(Beginning of DATA TO PROCESS)

PR #2086, opened 2023-04-05
Seperating a calculation from an action in collision_env

TaMaN2031A:
Separating calculations from actions produces reusable, and more testable code. 
Function setScale contains a calculation. This calculation can be separated into an independent calculation. This calculation iterates over scales of links. It compares them with the to-be-set scale. In case of inequality, it pushes this link into a vector. This vector, called u, will be used in updatePaddingOrScaling. 
Same behavior of setPadding.
### Description

### Checklist

### DIFF
--- a/.codespell_words
+++ b/.codespell_words
@@ -13,3 +13,5 @@ planed
 tork
 uint
 whis
+sinic
+padd
--- a/.pre-commit-config.yaml
+++ b/.pre-commit-config.yaml
@@ -15,7 +15,7 @@
 repos:
   # Standard hooks
   - repo: https://github.com/pre-commit/pre-commit-hooks
-    rev: v3.4.0
+    rev: v4.4.0
     hooks:
       - id: check-added-large-files
       - id: check-case-conflict
@@ -33,7 +33,7 @@ repos:
       - id: trailing-whitespace
 
   - repo: https://github.com/psf/black
-    rev: 22.3.0
+    rev: 23.3.0
     hooks:
       - id: black
 
@@ -47,8 +47,8 @@ repos:
         files: \.(c|cc|cxx|cpp|frag|glsl|h|hpp|hxx|ih|ispc|ipp|java|js|m|proto|vert)$
         args: ['-fallback-style=none', '-i']
   - repo: https://github.com/codespell-project/codespell
-    rev: v2.0.0
+    rev: v2.2.4
     hooks:
       - id: codespell
-        args: ['--write-changes', '--ignore-words=.codespell_words']
+        args: ['--write-changes', '--ignore-words=.codespell_words', '--skip="*.eps"']
         exclude: CHANGELOG.rst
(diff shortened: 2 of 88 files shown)


sjahr (changes requested):
I don't see how this refactors the action to a calculation. `compareWithScale` still uses the member `robot_model_`

TaMaN2031A:
> I don't see how this refactors the action to a calculation. `compareWithScale` still uses the member `robot_model_`

Does sending robot_model_ as a parameter to this function with the scale-or padding as this function could be used with setPadding also, solve this problem? Or the problem is bigger than this, if yes I'd be very grateful if you explain it to me. 
And thank you for your time.

TaMaN2031A:
> > I don't see how this refactors the action to a calculation. `compareWithScale` still uses the member `robot_model_`
> 
> Does sending links as a parameter to this function with the scale-or padding as this function could be used with setPadding also, solve this problem? Or the problem is bigger than this, if yes I'd be very grateful if you explain it to me. And thank you for your time.

Something like this: 
`std::vector<std::string> CollisionEnv::compareWithScale(const double scale,
                                                        const std::vector<const moveit::core::LinkModel*>& links)
{
  std::vector<std::string> u;
  for (const auto link : links)
  {
    if (getLinkScale(link->getName()) != scale)
      u.push_back(link->getName());
  }
  return u;
}

void CollisionEnv::setScale(const double scale)
{
  if (!validateScale(scale))
    return;
  std::vector<std::string> u;
  const std::vector<const moveit::core::LinkModel*>& links = robot_model_->getLinkModelsWithCollisionGeometry();
  for (const auto link : links)
  {
    link_scale_[link->getName()] = scale;
  }
  u = compareWithScale(scale, links);
  if (!u.empty())
    updatedPaddingOrScaling(u);
}`

TaMaN2031A:
> > I don't see how this refactors the action to a calculation. `compareWithScale` still uses the member `robot_model_`
> 
> Does sending links as a parameter to this function with the scale-or padding as this function could be used with setPadding also, solve this problem? Or the problem is bigger than this, if yes I'd be very grateful if you explain it to me. And thank you for your time.

Something like this: https://drive.google.com/file/d/1fHmlrq7lXFU9qfZoDeqAZzGDZ5v0vU1X/view?usp=sharing

TaMaN2031A:
@sjahr Can you review the pull request?

TaMaN2031A:
@sjahr Could you review the code?

sjahr:
I am sorry, but while this technically extracts a calculation from the function, there is no use in doing so. This simple comparison doesn't need testing nor is it re-used, so the only effect of this change is that the number of lines of code for this functionality blows up. Whether or not these changes make sense highly depends on the context and keeping a balance between applying them and keeping the code in a good structure is important. If you're further interested in contributing to MoveIt I'd recommend fixing one of the many open issues. The ones labeled as "good first issue" are in particular good for beginners. Good luck!

TaMaN2031A:
> I am sorry, but while this technically extracts a calculation from the function, there is no use in doing so. This simple comparison doesn't need testing nor is it re-used, so the only effect of this change is that the number of lines of code for this functionality blows up. Whether or not these changes make sense highly depends on the context and keeping a balance between applying them and keeping the code in a good structure is important. If you're further interested in contributing to MoveIt I'd recommend fixing one of the many open issues. The ones labeled as "good first issue" are in particular good for beginners. Good luck!

 I'll go for these issues as soon as possible inshallah. Thank you very much, Mr. Sebastian!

(End of DATA TO PROCESS)

### TASK INSTRUCTIONS
Only an exact transcription of all the entries will do.

### EXERCISE RESPONSE
PR #2086, opened 2023-04-05
Seperating a calculation from an action in collision_env

TaMaN2031A:
Separating calculations from actions produces reusable, and more testable code. 
Function setScale contains a calculation. This calculation can be separated into an independent calculation. This calculation iterates over scales of links. It compares them with the to-be-set scale. In case of inequality, it pushes this link into a vector. This vector, called u, will be used in updatePaddingOrScaling. 
Same behavior of setPadding.
### Description

### Checklist

### DIFF
--- a/.codespell_words
+++ b/.codespell_words
@@ -13,3 +13,5 @@ planed
 tork
 uint
 whis
+sinic
+padd
--- a/.pre-commit-config.yaml
+++ b/.pre-commit-config.yaml
@@ -15,7 +15,7 @@
 repos:
   # Standard hooks
   - repo: https://github.com/pre-commit/pre-commit-hooks
-    rev: v3.4.0
+    rev: v4.4.0
     hooks:
       - id: check-added-large-files
       - id: check-case-conflict
@@ -33,7 +33,7 @@ repos:
       - id: trailing-whitespace
 
   - repo: https://github.com/psf/black
-    rev: 22.3.0
+    rev: 23.3.0
     hooks:
       - id: black
 
@@ -47,8 +47,8 @@ repos:
         files: \.(c|cc|cxx|cpp|frag|glsl|h|hpp|hxx|ih|ispc|ipp|java|js|m|proto|vert)$
         args: ['-fallback-style=none', '-i']
   - repo: https://github.com/codespell-project/codespell
-    rev: v2.0.0
+    rev: v2.2.4
     hooks:
       - id: codespell
-        args: ['--write-changes', '--ignore-words=.codespell_words']
+        args: ['--write-changes', '--ignore-words=.codespell_words', '--skip="*.eps"']
         exclude: CHANGELOG.rst
(diff shortened: 2 of 88 files shown)


sjahr (changes requested):
I don't see how this refactors the action to a calculation. `compareWithScale` still uses the member `robot_model_`

TaMaN2031A:
> I don't see how this refactors the action to a calculation. `compareWithScale` still uses the member `robot_model_`

Does sending robot_model_ as a parameter to this function with the scale-or padding as this function could be used with setPadding also, solve this problem? Or the problem is bigger than this, if yes I'd be very grateful if you explain it to me. 
And thank you for your time.

TaMaN2031A:
> > I don't see how this refactors the action to a calculation. `compareWithScale` still uses the member `robot_model_`
> 
> Does sending links as a parameter to this function with the scale-or padding as this function could be used with setPadding also, solve this problem? Or the problem is bigger than this, if yes I'd be very grateful if you explain it to me. And thank you for your time.

Something like this: 
`std::vector<std::string> CollisionEnv::compareWithScale(const double scale,
                                                        const std::vector<const moveit::core::LinkModel*>& links)
{
  std::vector<std::string> u;
  for (const auto link : links)
  {
    if (getLinkScale(link->getName()) != scale)
      u.push_back(link->getName());
  }
  return u;
}

void CollisionEnv::setScale(const double scale)
{
  if (!validateScale(scale))
    return;
  std::vector<std::string> u;
  const std::vector<const moveit::core::LinkModel*>& links = robot_model_->getLinkModelsWithCollisionGeometry();
  for (const auto link : links)
  {
    link_scale_[link->getName()] = scale;
  }
  u = compareWithScale(scale, links);
  if (!u.empty())
    updatedPaddingOrScaling(u);
}`

TaMaN2031A:
> > I don't see how this refactors the action to a calculation. `compareWithScale` still uses the member `robot_model_`
> 
> Does sending links as a parameter to this function with the scale-or padding as this function could be used with setPadding also, solve this problem? Or the problem is bigger than this, if yes I'd be very grateful if you explain it to me. And thank you for your time.

Something like this: https://drive.google.com/file/d/1fHmlrq7lXFU9qfZoDeqAZzGDZ5v0vU1X/view?usp=sharing

TaMaN2031A:
@sjahr Can you review the pull request?

TaMaN2031A:
@sjahr Could you review the code?

sjahr:
I am sorry, but while this technically extracts a calculation from the function, there is no use in doing so. This simple comparison doesn't need testing nor is it re-used, so the only effect of this change is that the number of lines of code for this functionality blows up. Whether or not these changes make sense highly depends on the context and keeping a balance between applying them and keeping the code in a good structure is important. If you're further interested in contributing to MoveIt I'd recommend fixing one of the many open issues. The ones labeled as "good first issue" are in particular good for beginners. Good luck!

TaMaN2031A:
> I am sorry, but while this technically extracts a calculation from the function, there is no use in doing so. This simple comparison doesn't need testing nor is it re-used, so the only effect of this change is that the number of lines of code for this functionality blows up. Whether or not these changes make sense highly depends on the context and keeping a balance between applying them and keeping the code in a good structure is important. If you're further interested in contributing to MoveIt I'd recommend fixing one of the many open issues. The ones labeled as "good first issue" are in particular good for beginners. Good luck!

 I'll go for these issues as soon as possible inshallah. Thank you very much, Mr. Sebastian!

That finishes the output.